C'mon, using some pseudo-fancy style of Helvetica and random icons doesn't make a user interface as expected from Apple...

My sentiments as well.
 
Looks great, less filling

I really love the look, but I tend to like change, so maybe this isn't a huge surprise...

In the very few minutes I've had to play with the iCloud apps, I love the iCal changes the most. iCal is much easier to read for me with my many many appointments.

The only problem I've found so far is that all but my Birthday subscribed Cals are gone as of the switch. Yesterday they were there, about 20 webcal subscriptions that still show up in my iCal Mac App, are missing from iCloud.

Anyone else lose subscribed cals in iCloud?
 
It is also worth noting that we are kind of in a "transitional Period". With such a huge change to iOS(at least in appearance) we can expect not everything to be in place. I have no doubt that apple will make adjustments down the road. Nothing is ever finished!
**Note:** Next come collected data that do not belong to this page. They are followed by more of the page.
PR #158, opened 2018-01-18
#103 - Implement convex hull for an array of sets

### LINKED ISSUE #103: Implement convex hull array
Implement the symbolic convex hull array operator such that

```julia
julia> C = ConvexHullArray([Singleton([1.0, 0.5]), Singleton([1.1, 0.2]), Singleton([1.4, 0.3]), Singleton([1.7, 0.5]), Singleton([1.4, 0.8])])
```

works (alias: `CHArray`). The choice `xyzArray` follows the nomenclature used previously for `MinkowskiSum` and `CartesianProduct`.

mforets:
Closes #103.

### DIFF
--- a/src/ConvexHull.jl
+++ b/src/ConvexHull.jl
@@ -143,12 +143,35 @@ Alias for `ConvexHullArray`.
 """
 const CHArray = ConvexHullArray
 
-ConvexHullArray(X::LazySet{N}, ::EmptySet{N}) where {N<:Real} = X
-ConvexHullArray(::EmptySet{N}, X::LazySet{N}) where {N<:Real} = X
-(ConvexHullArray(∅::E, ::E)) where {E<:EmptySet} = ∅
-dim(ch::ConvexHullArray) = dim(ch.array[1])
+"""
+    dim(cha::ConvexHullArray)::Int
 
-function σ(d::AbstractVector{<:Real}, ch::ConvexHullArray)::AbstractVector{<:Real}
+Return the dimension of the convex hull of a finite number of convex sets.
+
+### Input
+
+- `cha` -- convex hull array
+
+### Output
+
+The ambient dimension of the convex hull of a finite number of convex sets.
+"""
+function dim(cha::ConvexHullArray)::Int
+    @assert !isempty(cha)
+    return dim(cha.array[1])
+end
+
+"""
+    σ(d::AbstractVector{<:Real}, cha::ConvexHullArray)::AbstractVector{<:Real}
+
+Return the support vector of a convex hull array in a given direction.
+
+### Input
+
+- `d`   -- direction
+- `cha` -- convex hull array
+"""
+function σ(d::AbstractVector{<:Real}, cha::ConvexHullArray)::AbstractVector{<:Real}
     s = r = similar(d)
     for (i, ci) in enumerate(ch.array)
        s[i] = σ(d, ci)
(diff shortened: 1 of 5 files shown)


src/ConvexHull.jl
```diff
@@ -106,3 +107,52 @@ function σ(d::AbstractVector{<:Real}, ch::ConvexHull)::AbstractVector{<:Real}
...
+
+### Fields
+
+- `array` -- array of sets
+"""
+struct ConvexHullArray{N<:Real, S<:LazySet{N}} <: LazySet{N}
+    array::Vector{S}
+end
+# type-less convenience constructor
+ConvexHullArray(a::Vector{S}) where {S<:LazySet{N}} where {N<:Real} = ConvexHullArray{N, S}(a)
```
schillic: Is this needed when there is no inner constructor? I remember that sometimes you need it...

src/ConvexHull.jl
```diff
@@ -106,3 +107,52 @@ function σ(d::AbstractVector{<:Real}, ch::ConvexHull)::AbstractVector{<:Real}
...
+(ConvexHullArray(∅::E, ::E)) where {E<:EmptySet} = ∅
+dim(ch::ConvexHullArray) = dim(ch.array[1])
+
+function σ(d::AbstractVector{<:Real}, ch::ConvexHullArray)::AbstractVector{<:Real}
+    s = r = similar(d)
+    for (i, ci) in enumerate(ch.array)
+       s[i] = σ(d, ci)
+       r[i] = dot(d, s[i])
+    end
+    return s[indmax(r)]
```
schillic: Are you sure about this? What about negative directions?

src/ConvexHull.jl
mforets: yes, its' needed, just checked

mforets:
i changed the algorithm for σ(d, cha) (only keep greatest value of support vector), and added some examples. the idea of the second one was the plot (but i don't want to add `using Plots`)

```julia
b = [Ball2([2*pi*i/100, sin(2*pi*i/100)], 0.01) for i in 1:100];
c = ConvexHullArray(b);
plot(c, 1e-3, alpha=0.2, color="red")
plot!(b, 1e-3, alpha=0.2, color="orange")
```

maybe i'll propose to add it to the [Convex hulls](https://juliareach.github.io/LazySets.jl/latest/man/convex_hulls.html) manual section.

mforets:
done, this is ready to go..

schillic:
It is a bit inconvenient that we do not have a function symbol for the convex hull. Now if you want to add a new set to a `ConvexHullArray`, you have to access the underlying array. Should we say that `CH(cha::ConvexHullArray, X::LazySet) = cha.array.add(X)` (+ the symmetric case + the *merge* case for two `ConvexHullArray`s)?

src/ConvexHull.jl
```diff
@@ -164,6 +164,18 @@ Alias for `ConvexHullArray`.
 """
 const CHArray = ConvexHullArray
 
+CH(cha::ConvexHullArray, ∅::EmptySet) = cha
+CH(cha::EmptySet, ::ConvexHullArray) = cha
```
schillic: `cha` should be the *second* argument.

src/ConvexHull.jl
```diff
@@ -164,6 +164,18 @@ Alias for `ConvexHullArray`.
...
+
+function CH(cha::ConvexHullArray, X::LazySet)
+    push!(cha.array.X)
```
schillic: How does this work? Is it not `push!(cha.array, X)`?

mforets:
the `CH(cha::ConvexHullArray, X::LazySet)` requires i think to change the def of `CH` so i'm leaving this outside this issue, see #165.

Issue #113, opened 2018-01-06
Add manual for set operations


schillic:
Add a manual page for the new set operations (`∈`, `⊆`, `is_intersection_empty`).

* [ ] operation names with syntax, description, aliases
* [ ] table with available combinations (see [here](https://github.com/JuliaReach/LazySets.jl/issues/69#issuecomment-350864515))
* [ ] examples

mforets:
and also union `∪` that needs to be added (the symbol) would go in the same page.

schillic:
What would be the meaning of `∪`?

schillic:
I was thinking if we want to move the code of the binary functions to new files (`subset.jl`/`intersection.jl`). The reason is that it is not clear where `⊆(::T1, ::T2)` should be, in `T1.jl` or in `T2.jl`. It would also simplify the type files a bit and you can find existing implementations faster (currently you have to search in all files).

mforets:
> What would be the meaning of ∪?

set union. we've got the file `UnionSet.jl`, but it's a rather hidden one, since it is not even included in `LazySets.jl` !

schillic:
>> What would be the meaning of ∪?
>
>set union. we've got the file `UnionSet.jl`, but it's a rather hidden one, since it is not even included in `LazySets.jl` ! 

I see, two remarks:
1. I do not want to have `UnionSet.jl` being a `LazySet` because it is not convex and thus breaks some assumptions.
2. The function `∩` does *not* compute the intersection. It checks if the intersection is empty. Maybe we should rename it, in particular if we want to have a function that computes the intersection.

mforets:
1. agreed. since this is a running assumption in LazySets, we may in the future open another project repo to handle non-convex sets, like an extension of LazySets.

2. yes, we should rename it. we'd need to compute the intersection for applications.

schillic:
1. Programmatically this would be simple: Just define a supertype of `LazySet`. But we should probably instead have an abstract type `ConvexSet` in between, otherwise it will be confusing.
2. Should we create a new issue for this or do it in this one?

mforets:
+1 for new issue

schillic:
added #117

schillic:
[...]

PR #163, opened 2018-01-20
#113 - outsource binary functions

schillic:
This is one step from #113.
Basically moving functions around...
I also merged two identical implementations for `Ball2`/`Ballp`.


schillic:
I found at least one combination where there are method ambiguities:
`⊆(::AbstractSingleton, ::AbstractHyperrectangle)`
`is_intersection_empty(::AbstractSingleton, ::AbstractHyperrectangle)`
They should be resolved.

The unit test code does not work fully correctly yet, and it does not test non-interface types such as `EmptySet`. The idea is that this test code detects method ambiguities.

PR #58, opened 2018-09-20
Null if cant convert

losborne:
Some tests in this PR depend on the DateTime equality changes in https://github.com/cqframework/cql-execution/tree/bonnie_v1.3_equivalence_equality_updates

The main reason for the PR is to return null instead of throwing errors when things can't be converted, which is a change in the CQL spec.

Along the way, a couple of bugs were discovered that this PR also fixes.
1. ToTime wasn't parsing strings properly, so this PR ports over some of the DateTime.parse logic and adjusts it to be appropriate for Time.  Some helper functions were moved to util in order to facilitate this change.

2. Quantity arithmetic operators (+,-,.,/) were allowing quantities of different units to be operated on.  So `'1 m' + '1 foobar'` would be treated as `'1 m' + null`, which is `'1 m'`.  While the Quantity constructor guards against invalid UCUM units, so this case is not very likely, it was still possible.  The spec says that both Quantities must have the same units, so now `null` is returned if they don't.

https://jira.mitre.org/browse/BONNIE-1727

**Submitter:**
- [ ] Tests have been run locally and pass (some tests depend on bonnie_v1.3_equivalence_equality_updates, but they pass if that branch is included locally.  leaving unchecked to serve as marker for dependency)
- [x] Code coverage has not gone down and all code touched or added is covered. (all green lines in files changed are covered)
- [x] All dependent libraries are appropriately updated or have a corresponding PR related to this change N/A
- [ ] Regression test run and regressions logged to Jira

**Reviewer:**

Name:

### DIFF
--- a/src/datatypes/datetime.coffee
+++ b/src/datatypes/datetime.coffee
@@ -1,5 +1,9 @@
 { Uncertainty } = require './uncertainty'
-{ makeJsDate, jsDate } = require '../util/util'
+{ makeJsDate,
+  jsDate,
+  normalizeMillisecondsField,
+  normalizeMillisecondsFieldInString,
+  getTimezoneSeparatorFromString } = require '../util/util'
 moment = require 'moment'
 
 class DateTime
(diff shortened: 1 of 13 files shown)


jbradl11:
PR is being closed out due to duplicate PR: https://github.com/cqframework/cql-execution/pull/63

PR #59, opened 2018-09-20
Bonnie v1.3 object equivalence equality and datetime comparison updates

hossenlopp:

**Submitter:**
- [x] This pull request describes why these changes were made https://jira.mitre.org/browse/BONNIE-1702
- [x] ~~All dependent libraries are appropriately updated or have a corresponding PR related to this change~~ Will do later

**Reviewer:**

Name:


src/util/comparison.coffee
```diff
@@ -83,6 +83,8 @@ deepCompareKeysAndValues = (a, b, comparisonFunction) ->
   # Array.every() will only return true or false, so set a flag for if we should return null
   shouldReturnNull = false
   finalComparisonResult = aKeys.length is bKeys.length and aKeys.every (key) ->
+    # if both are null we should return true to satsify ignoring empty values in tuples
```
losborne: satsify -> satisfy

src/datatypes/datetime.coffee
```diff
@@ -676,6 +570,243 @@ DateTime.prototype.isSamePrecision = Date.prototype.isSamePrecision = (other) ->
...
+DateTime.prototype.before = Date.prototype.before = (other, precision) ->
+  if not((other.isDate) or (other.isDateTime))
+    return null
+  else if @.isDate and other.isDateTime
+    return @getDateTime().before(other, precision)
+  else if @.isDateTime and other.isDate
+    other = other.getDateTime()
+
+  if precision? && @constructor.FIELDS.indexOf(precision) < 0
+    throw new Error("Invalid precision: #{precision}")
```
losborne: We could also enumerate the valid precisions in this error message, which might be helpful.

test/datatypes/interval.coffee
```diff
@@ -739,11 +739,19 @@ describe 'DateTimeInterval.union', ->
 
     [x, y] = xy @dIvl.before
     # TODO: I don't know about these tests... doesn't make sense to me.
```
losborne: I think this TODO might be able to be removed

src/datatypes/datetime.coffee
hossenlopp: The CQL to ELM translator rejects invalid precisions. The only case that we will see this is if someone uploads a CQL 1.2 measure that uses `week` precision. Now that I think about it, I will create a test to make sure the right list is being used to reject the time level precisions on Date objects.

PR #63, opened 2018-09-25
Null if cant convert rebase

jbradl11:

Duplicate PR of Luke's: https://github.com/cqframework/cql-execution/pull/58

Some tests in this PR depend on the DateTime equality changes in https://github.com/cqframework/cql-execution/tree/bonnie_v1.3_equivalence_equality_updates

The main reason for the PR is to return null instead of throwing errors when things can't be converted, which is a change in the CQL spec.

Along the way, a couple of bugs were discovered that this PR also fixes.
1. ToTime wasn't parsing strings properly, so this PR ports over some of the DateTime.parse logic and adjusts it to be appropriate for Time.  Some helper functions were moved to util in order to facilitate this change.

2. Quantity arithmetic operators (+,-,.,/) were allowing quantities of different units to be operated on.  So `'1 m' + '1 foobar'` would be treated as `'1 m' + null`, which is `'1 m'`.  While the Quantity constructor guards against invalid UCUM units, so this case is not very likely, it was still possible.  The spec says that both Quantities must have the same units, so now `null` is returned if they don't.

**Submitter:**

**Reviewer:**

Name:


src/util/util.coffee
```diff
@@ -31,4 +31,26 @@ module.exports.makeJsDate = () ->
   # so using regular js here
   `new Date(...arguments)`
 
-module.exports.jsDate = Date
\ No newline at end of file
+module.exports.jsDate = Date
+module.exports.normalizeMillisecondsFieldInString = normalizeMillisecondsFieldInString = (string, matches) ->
+  msString = matches[14]
```
cmoesel: It seems a little dangerous that this util function relies on the specific form of the regex that produced `matches`.  If someone changes the regex in one of the places where this is used, and it changes the indexes in the `matches` array, it's easy to miss fixing this util function to match it.

I'd prefer that the calling code just pass in the ms string (`matches[14]`) directly rather than the whole `matches` array.

test/elm/convert/test.coffee
```diff
@@ -271,4 +328,4 @@ describe 'ToBoolean', ->
     should(@upperCaseT.exec(@ctx)).be.true
 
   it "should return true for F", ->
-    should(@upperCaseF.exec(@ctx)).be.false
\ No newline at end of file
+    should(@upperCaseF.exec(@ctx)).be.false
```
cmoesel: The test description is wrong for this one.

src/util/util.coffee
jbradl11: Good point, i'll update that now.

cmoesel:
Looks good.  Thanks!

cmoesel:
May require another rebase though, as I think others have pushed to `bonnie_v1.3_updates` since you made this PR.

PR #65, opened 2018-09-25
Bonnie v1.3 updates quantity null handling

daco101:
This PR adds functionality so that a Quantity with a null unit behaves the same as a Quantity with a default unit ('1') in all cases.
It also fixes it so that mismatched unit operations result in null, and adds tests for those cases.

It also fixes the cakefile to include test output of failed tests (e.g. yarn test will work as expected).

**Submitter:**

**Reviewer:**

Name:


src/elm/quantity.coffee
```diff
@@ -250,22 +252,26 @@ module.exports.parseQuantity = (str) ->
...
     # The units don't have to match (m and m^2), but must be convertable
     # we will choose the unit of a to be the unit we return
-    val = convert_value(b.value, b.unit, a.unit)
+    val = convert_value(b.value, b_unit, a_unit)
     return null unless val?
-    new Quantity({unit: a.unit, value: a.value + val})
+    new Quantity({unit: a_unit, value: a.value + val})
   else
-    a.copy?().add?(b.value, clean_unit(b.unit))
+    b_unit = if b instanceof Quantity then coalesceToOne(b.unit) else b.unit
```
cmoesel: I'm a little confused by the `else` clause here -- because it _also_ refers to `b.unit`.  If `b` is not a `Quantity`, why would we expect there to be a `b.unit` property?  Is there some case where a JSON object is passed in instead of a `Quantity`?

src/elm/quantity.coffee
```diff
@@ -250,22 +252,26 @@ module.exports.parseQuantity = (str) ->
...
+    a.copy?().add?(b.value, clean_unit(b_unit))
```
cmoesel: The only classes I can find with an `add` property are `DateTime` and `Date`.  Is that what this is intended to handle?  If so, should we be checking for it (via `else if` instead of just the `else`)?

src/elm/quantity.coffee
```diff
@@ -250,22 +252,26 @@ module.exports.parseQuantity = (str) ->
...
     # The units don't have to match (m and m^2), but must be convertable
-    val = convert_value(b.value, b.unit, a.unit)
+    val = convert_value(b.value, b_unit, a_unit)
     return null unless val?
-    new Quantity({unit: a.unit, value: a.value - val})
+    new Quantity({unit: a_unit, value: a.value - val})
   else
-    a.copy?().add?(b.value * -1 , clean_unit(b.unit))
+    b_unit = if b instanceof Quantity then coalesceToOne(b.unit) else b.unit
+    a.copy?().add?(b.value * -1 , clean_unit(b_unit))
```
cmoesel: Same comments from `doAddition` apply to `doSubstraction`

src/elm/quantity.coffee
```diff
@@ -274,3 +280,6 @@ module.exports.doDivision = (a,b) ->
 
 module.exports.doMultiplication = (a,b) ->
   if a instanceof Quantity then a.multiplyBy(b) else b.multiplyBy(a)
+
+coalesceToOne = (o) ->
+  if o? then o else '1'
```
cmoesel: As noted above, should we also be checking for empty string (`""`)?  I _think_ so?

src/elm/quantity.coffee
cmoesel: OK

src/elm/quantity.coffee
```diff
@@ -248,29 +242,32 @@ module.exports.parseQuantity = (str) ->
   else
     null
 
-module.exports.doAddition = (a,b) ->
+module.exports.doScaledAddition = (a,b,scaleForB) ->
```
cmoesel: A little nit-picky, but... given that this is really just a utility function used internally here by add and subtract, I'd prefer not to export it -- especially since its usage isn't 100% clear outside of the context of what you're doing here.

As for the future of OSX, I am not all that worried. OSX is a tool for me and with the release of Logic Pro X. Apple has proved they are still building OSX for the professional. If you think the future of OSX is grim because they might change how the icons look, you missing the point! I don't see anything wrong with making it simpler on the top end, just don't take away my advanced utilities!
 
Cool, new icons. Now only if they could get the search function of iCloud mail to work.